Note that both of those rulings are for the original rights holders (and therefore against AI tech).
What’s interesting to me is that we now have a goliath vs goliath fight with AI tech in one corner and mpaa and riaa (+ a lot of case history) in the other.
Either was I can’t see David (us) coming out on top.
So streaming is fine but copying not
Streaming involves distributing copies so I don’t see why it would be. The law has been well tested in this area.
Well how does the AI company consume the content?
Which company us “the AI company?”
It’s exploiting copyrighted content without a licence, so, in short, it’s pirating.
“Exploiting copyrighted content” is an incredibly vague concept that is not illegal. Copyright is about distributing copies of copyrighted content.
If I am given a copyrighted book, there are plenty of ways that I can exploit that book that are not against copyright. I could make paper airplanes out of its pages. I could burn it for heat. I could even read it and learn from its contents. The one thing I can’t do is distribute copies of it.
It’s not only about copying or distribution, but also use and reproduction. I can buy a legit DVD and play it in my own home and all is fine. Then I play it on my bar’s tv, in front of 100 people, and now it’s illegal. I can listen to a song however many times I want, but I can’t use it for anything other than private listening. In theory you should pay even if you want to make a video montage to show at your wedding.

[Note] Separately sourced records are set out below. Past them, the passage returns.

PR #3134, opened 2021-02-09
End with \n when `pnpm audit` finds nothing

Kinrany:
image

Running `pnpm audit` and finding no vulnerabilities results in a `No known vulnerabilities found` message. It doesn't end with a line break character, so the prompt message is being printed on the same line.


zkochan:
Looks good but a test fails and a changeset is needed.

Kinrany:
Right! I wrongly assumed the CI failed for unrelated reasons, sorry. Will fix

zkochan (approved):

PR #3139, opened 2021-02-13
feat: use ESM instead of commonjs

zkochan:
April 3 update:

There are too many issues with Jest.
I am postponing this. The v6 CLI will not need a breaking change when this will be merged (because it is bundled to a single cjs file). Other packages in the workspace will have to be major bumped.

### DIFF
--- a/.npmrc
+++ b/.npmrc
@@ -1,6 +1,6 @@
 git-checks = true
 hoist-pattern[] = jest-runner
-link-workspace-packages = true
+link-workspace-packages = false
 shared-workspace-lockfile = true
 use-beta-cli = true
 publish-branch = main
--- a/jest.config.js
+++ b/jest.config.js
@@ -1,11 +1,19 @@
-const path = require('path')
+import path from 'path'
+import { fileURLToPath } from 'url'
 
-module.exports = {
-  preset: 'ts-jest',
+const dirname = path.dirname(fileURLToPath(import.meta.url))
+
+export default {
+  preset: 'ts-jest/presets/default-esm',
+  globals: {
+    'ts-jest': {
+      useESM: true,
+    },
+  },
   testMatch: ["**/test/**/*.[jt]s?(x)", "**/src/**/*.test.ts"],
   testEnvironment: 'node',
   collectCoverage: true,
   coveragePathIgnorePatterns: ['node_modules'],
   testTimeout: 4 * 60 * 1000, // 4 minutes
-  setupFilesAfterEnv: [path.join(__dirname, 'jest.setup.js')],
+  setupFilesAfterEnv: [path.join(dirname, 'jest.setup.js')],
 };
--- a/jest.setup.js
+++ b/jest.setup.js
@@ -1,1 +1,3 @@
-jest.retryTimes(1);
+import { jest } from '@jest/globals'
+
+jest.retryTimes(1)
--- a/package.json
+++ b/package.json
@@ -23,6 +23,7 @@
     "@commitlint/cli": "^12.0.1",
     "@commitlint/config-conventional": "^12.0.1",
     "@commitlint/prompt-cli": "^12.0.1",
+    "@jest/globals": "^27.0.0-next.1",
     "@pnpm/eslint-config": "workspace:*",
     "@pnpm/meta-updater": "^0.0.0",
     "@pnpm/registry-mock": "^2.4.0",
@@ -62,5 +63,6 @@
       "core-js",
       "level"
     ]
-  }
+  },
+  "type": "module"
 }
--- a/packages/audit/jest.config.js
+++ b/packages/audit/jest.config.js
@@ -1,3 +1,3 @@
-const config = require('../../jest.config.js');
+import config from '../../jest.config.js'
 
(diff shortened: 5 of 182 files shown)


zkochan:
Not sure I'll be able to finish this until Jest adds support for module mocking in ESM https://github.com/facebook/jest/issues/10025

zkochan:
I might just temporarily skip the tests that use mocks... Jest seems to not rush with adding full esm support

.npmrc
```diff
@@ -1,6 +1,6 @@
 git-checks = true
 hoist-pattern[] = jest-runner
-link-workspace-packages = true
+link-workspace-packages = false
```
fireairforce, line 3: Why close this config here?

zkochan: I believe there was an issue with a utility library

it might not be needed after a rebase but we are blocked until Jest has no full support for esmodules

ClearedFram3:
Autoprefixer moved to uvu. I'm trying it in a project starting next week, so ilyk how it turns out as soon as possible.

shellscape:
One vote against uvu. Comes with its own barrel of issues. Ava is very solid, proven, fast.

zkochan:
I am not in rush with this. I use the libraries of pnpm in bit cli, which is nit in esm yet

zkochan:
Regarding a Jest alternative, it is still early but we can try [vitest](https://vitest.dev/)

shellscape:
@zkochan it looks promising, but I dislike that they went for jest-compat snapshots.

juanpicado:
For `jest.mock` there is a unstable solution fyi https://github.com/facebook/jest/issues/9430#issuecomment-915109139

fireairforce:
vitest will be a good way to solve the problem of esm which jest not support, releted to : https://twitter.com/antfu7/status/1524280707232964608?s=20&t=nFRkJ01BO4LdzYJHZ6AZSw

mcmxcdev:
What is blocking this PR from getting finished? 

All dependencies from `sindresorhus` are basically blocked from getting an upgrade since they all turn to ESM only.

zkochan:
pnpm is also heavily used by [Bit](https://github.com/teambit/bit). Which is not in ESM yet. So, we are blocked with the migration for now.

cc @giladshoham

gwhitney:
Ah, I think I have run into this in #5343. It seems to me that it should be possible to modify pnpm so that it is written internally in an ES Module style but still produces both CommonJS and ES Module exports, along the lines of https://www.sensedeep.com/blog/posts/2021/how-to-create-single-source-npm-module.html. Does that seem plausible for satisfying Bit (and any other CommonJS clients of pnpm libraries)? Please let me know if an alternate PR for the purpose of switching to ESM along those lines would be welcome; it seems like a heavy-handed change just for the sake of sindresorhus packages, but now that I see that it was attempted anyway I am thinking that maybe such a PR would be accepted. Then I could update a buggy sindresorhus package afterward. It might even be possible to make just one or a few of the subpackages, say  `read-project-manifest`, hybrid as a trial. Would that be preferable as an initial PR? Thanks for letting me know.

zkochan:
@gwhitney yes, if there will be a way to use the pnpm packages from commonjs packages as well, then we can do such migration.

gwhitney:
Sorry I had been busy for a while. My apologies. Given your closing this issue, are you no longer interested in gradually migrating pnpm to hybrid CommonJS/ES Module? The detect-indent version currently being used is badly buggy (see https://github.com/sindresorhus/detect-indent/pull/34) but the fixed version is ESM-only, so I don't see a way forward without modifying pnpm so that at least in some places it performs ESM imports (or abandoning detect-indent, but I am not sure what would replace it). I can work on a PR now that changes just read-project-manifest to use ESM imports but also provide a CommonJS module, as a proof-of-concept, if you'd still be willing to consider merging it. 

I guess if you are now against exploring ESM imports altogether, I could alternatively make a PR that would supply an internal, written-from-scratch replacement for detect-indent. Would you be willing to consider that alternative if you are against ESM?

Thanks for letting me know which way to try to go with this.

fzn0x:
The amount of npm libraries using ESM is greather than CommonJS.

I suggest we still open the issue unless you won't working on it, people may contribute.

https://gist.github.com/sindresorhus/a39789f98801d908bbc7ff3ecc99d99c

shellscape:
> The amount of npm libraries using ESM is greather than CommonJS.

Please provide actual metrics and not hyperbole for this claim.

> I suggest we still open the issue unless you won't working on it, people may contribute.

My take as a contributor is that this refactor is a giant waste of time. It's a refactor to satisfy a bizarre zealotry over a module format that's become a religious debate. If Zoltan at a point determines that moving to ESM will benefit his ability to maintain and improve pnpm them I'll support it. But there are vastly more important things to spend time on.

So please, stop beating this horse. It passed onto the next world and there's barely anything of it left.

zkochan:
> I guess if you are now against exploring ESM imports altogether, I could alternatively make a PR that would supply an internal, written-from-scratch replacement for detect-indent. Would you be willing to consider that alternative if you are against ESM?

Could we just convert detect-intent to commonjs using babel?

Right now most licenses for copyrighted material specify that you use said material only for personal consumption. To use it for profit you need a special license
It’s about making copies, not just distributing them, otherwise I wouldn’t be able to be bound by a software eula because I wouldn’t need a license to copy the content to my computer ram to run it.
The enforceability of EULAs varies with jurisdiction and with the actual contents of the EULA. It’s by no means a universally accepted thing.
It’s funny how suddenly large chunks of the Internet are cheering on EULAs and copyright enforcement by giant megacorporations because they’ve become convinced that AI is Satan.
I’m absolutely against the idea of EULAs but the fact remains they are only enforceable because it’s the copying that is the reserved right, not the distribution. If it was distribution then second hand sales would be prohibitable (though thanks to going digital only that loop hole is getting pulled shut slowly but surely).
Again, they are not universally enforceable. There are plenty of jurisdictions where they are not.